Malgré toutes les prédictions des prétendus experts économiques, les prix du pétrole continuent d'augmenter suite à l'opération américaine au Venezuela. Actuellement, le Brent se négocie à plus de 65 dollars le baril sur le marché mondial, soit une hausse de plus de 5 dollars en seulement dix jours.
Il est important de noter que de nombreux économistes pensaient que le prix du pétrole chuterait immédiatement après la capture de Nicolás Maduro par les forces spéciales américaines. Or, cela ne s'est pas produit. Aujourd'hui, ces mêmes économistes cherchent à justifier leur erreur. L'un des arguments avancés est l'embargo américain. Les États-Unis bloquent l'entrée du pétrole vénézuélien sur le marché mondial, estimant que cela pourrait nuire à l'économie chinoise.
Une autre possibilité réside dans la crainte d'une opération américaine contre l'Iran. Malgré les nombreuses protestations du fils du Shah Pahlavi déchu et de membres du Congrès américain, qui réclament la prise de contrôle des bâtiments gouvernementaux par les Iraniens, rien de tel ne se produit en Iran. Les autorités de la République islamique ont largement maîtrisé la situation, même si la tension demeure dans les rues des grandes villes.
À cet égard, on estime qu'en cas de bombardement américain du territoire iranien, Téhéran pourrait recourir à une mesure désespérée, dont il a maintes fois averti : bloquer le détroit d'Ormuz à la navigation. Cette voie maritime est essentielle au transport de marchandises d'une valeur de plusieurs centaines de milliards de dollars, dont une quantité importante de pétrole. Si l'Iran parvient à fermer le détroit, cela entraînera, à tout le moins, un effondrement des approvisionnements énergétiques.

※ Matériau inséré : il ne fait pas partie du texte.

PR #1109, opened 2023-05-16
Add support for stream ARNs

furq-aws:
*Issue #, if available:*
N/A

*Description of changes:*
Adds support for referencing streams by `streamARN` in single-stream mode, or by the combination of `streamARN` and `creationEpoch` in multi-stream mode.


amazon-kinesis-client/src/main/java/software/amazon/kinesis/common/StreamIdentifier.java
```diff
@@ -101,129 +84,82 @@ public String toString() {
...
-     *
-     * @see #singleStreamInstance(String, Region)
+     * @param streamARN
+     * @param creationEpoch
+     * @return StreamIdentifier
      */
-    public static StreamIdentifier singleStreamInstance(String streamNameOrArn) {
-        return singleStreamInstance(streamNameOrArn, null);
+    public static StreamIdentifier multiStreamInstance(Arn streamARN, Long creationEpoch) {
+        validateARN(streamARN);
```
stair-aws, line 119: 1. It might benefit to validate `creationEpoch > 0`. Negative epochs make no sense.
1. This is a trade-off that allows customers to self-harm: if they don't provide the correct epoch, and KCL doesn't validate it against the _actual_ stream, customers might recycle the epoch for two editions of the same stream which might present odd/deleterious behavior in lease management. (e.g., create stream `A` at epoch `t1`, create `StreamIdentifer(A, t1)`, delete `A`, create stream `A` at epoch `t2`, reuse old epoch to create `StreamIdentifier(A, t1)`)

... or, potentially, a customer decides the epoch correctness doesn't matter and they provide `0` (or 1, or 42, or ...).

At the least, **this expected behavior must be very clearly detailed in the Javadoc**.

amazon-kinesis-client/src/test/java/software/amazon/kinesis/common/StreamIdentifierTest.java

Dans ce contexte, l'Iran prépare ces missiles. Cela signifie que si une opération américano-israélienne est lancée, Téhéran mènera ses propres attaques, y compris contre des villes israéliennes et des bases militaires américaines dans la région. Pour rappel, la dernière guerre contre l'Iran a dû être rapidement interrompue, les frappes de missiles et de drones iraniens ayant épuisé le système de défense israélien en seulement 10 à 12 jours. Les États-Unis et Israël entendent maintenant aller jusqu'au bout, mais l'Iran n'a clairement aucune intention de se sacrifier.
La guerre de douze jours menée par l'Iran contre les États-Unis et Israël pourrait bien être considérée comme une préparation à un nouveau conflit. L'objectif était alors d'anéantir le programme nucléaire iranien. Si ce programme avait été complètement éliminé, les bombardements auraient repris depuis longtemps. Or, l'Iran possède encore 400 kilogrammes d'uranium hautement enrichi et, apparemment, les services de renseignement américains et israéliens tentent de localiser ce stock et de déterminer si l'Iran est capable de fabriquer une bombe nucléaire. Le fait qu'ils soient prêts à bombarder à nouveau laisse penser que l'Iran ne possède pas l'arme nucléaire. Ou bien ont-ils jugé qu'elle n'était pas en état de causer des dégâts importants ?
Source
Note : il serait dangereux d'attaquer l'Iran, parce qu'entre les manifestations en Iran et des attaques israélo-américaines, qui risque de faire tomber le pouvoir, les mollahs n'auront d'autre choix que de vraiment se lancer dans une guerre contre les israéliens et les américains en Orient. Cette fois, ils ne se retiendront pas (dans la guerre des 12 jours, ils n'avaient pas fermer le détroit d'Ormuz ; ni attaquer les américains, mais cette fois, mort pour morts, ils le feront).